O senador Flávio Bolsonaro, do Partido Liberal do Rio de Janeiro e pré-candidato à presidência da República, celebrou recentementa a decisão do Departamento de Estado dos Estados Unidos que designou as facções criminosa Primeiro Comando da Capital (PCC) e Comando Vermelho (CV) como “grupos terroristas globais”. A medida foi recebida com entusiasmo por Flávio, que fez questão de manifestar sua satisfação em uma publicação na rede social X. Ele repostou uma mensagem do secretário de Estado americano, Marco Rubio, e enfatizou que se tratou de um “grande dia” para o Brasil.

Em um vídeo publicado em suas redes sociais, o senador comemorou a nova classificação e alegou que sua recente visita à Casa Branca, realizada na última terça-feira, foi crucial para que esse reconhecimento fosse concretizado. Flávio expressou sua determinação ao afirmar: “Fui trabalhar para eles serem tratados como terroristas, que é o que eles são”, destacando seu papel na obtenção deste posicionamento por parte dos EUA. Ele também aproveitou a oportunidade para agradecer a Marco Rubio e ao ex-presidente Donald Trump pela rapidez com que atenderam ao seu pedido.

Entretanto, a equação entre facções criminosas e terrorismo gera um debate acalorado. Durante o I Fórum Internacional de Segurança em Moscou, o assessor-chefe da Presidência, Celso Amorim, defendeu que o combate ao crime organizado deve ser intenso e decidido, mas fariam uma ressalva importante: equiparar o crime organizado ao terrorismo não é uma abordagem eficaz. Amorim explicou que, embora ambos necessitem de estratégias de combate, compreender as motivações que impulsionam essas ações é fundamental para um enfrentamento mais eficaz dos diferentes tipos de crime.

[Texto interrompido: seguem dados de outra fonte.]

PR #263, opened 2026-07-27
refactor(types): retire stage_config/task_config onto Part.control

CjhHa1:
## Summary
- Rebase onto current `main` and drop the stale `RolloutReq` / HI3 `it2i` hunks (those files were rewritten or deleted by #214 / #186).
- Remove the `_resolve_task_config` remaps.
- Recipe overlay is `control:` → root `Part.control`. Trainer constructors and `prepare_input_sample` use the same name. No leftover `stage_config` / `task_config` alias or reject path.

## Test plan
- [ ] Recipes under `examples/` that pin a task use `control:` (bagel edit, HI3 t2i/it2i). vllm-omni `stage_configs/` assets are unrelated.
- [ ] `control.task: it2i` still reaches `parts[0].control["task"]` on the diffusion and unified entrypoints.


haonan3:
Rebase + rescope is needed:

- **`unirl/types/rollout_req.py`**: file was deleted entirely by #214 (RolloutReq → Sample/Part; `stage_config` semantics now live in `Part.control`). This hunk is moot and is the source of the conflict — drop it.
- **`unirl/models/hunyuan_image3/modes/it2i.py`**: rewritten by #214/#186; no `stage_config`/`task_config` reference remains. Drop this hunk too.
- **`unirl/train_diffusion.py`**: still valid — keep as is.
- **Please also cover `unirl/train_unified_model.py`**: an identical `_resolve_task_config` shim landed there via #186 after this PR was cut. Apply the same removal + fail-fast there so the deprecation is fully retired.

Notes: recipes under `examples/` are already clean (no `stage_config:` keys), so the fail-fast is a pure safety net. The RolloutReq-related test-plan items are obsolete now — the remaining checks are just the two entrypoints erroring on a leftover `stage_config:` key.

celve (approved):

Complementando essa visão, Ignacio Cano, professor do Departamento de Sociologia da Universidade do Estado do Rio de Janeiro (UERJ) e coordenador do Laboratório de Análise da Violência, apontou que a criminalidade no Brasil busca principalmente o lucro e não tem como objetivo a derrubada de governos. Para Cano, tratar facções criminosas como terroristas não se justifica, uma vez que os fins e os motivos das duas formas de ação são profundamente distintos.

Diante desse cenário, a nova classificação atribuída pelo governo dos EUA suscita debates sobre sua eficácia e as reais implicações para o combate ao crime organizado no Brasil. O assunto continua a gerar opiniões divergentes, refletindo a complexidade do problema da violência e criminalidade no país.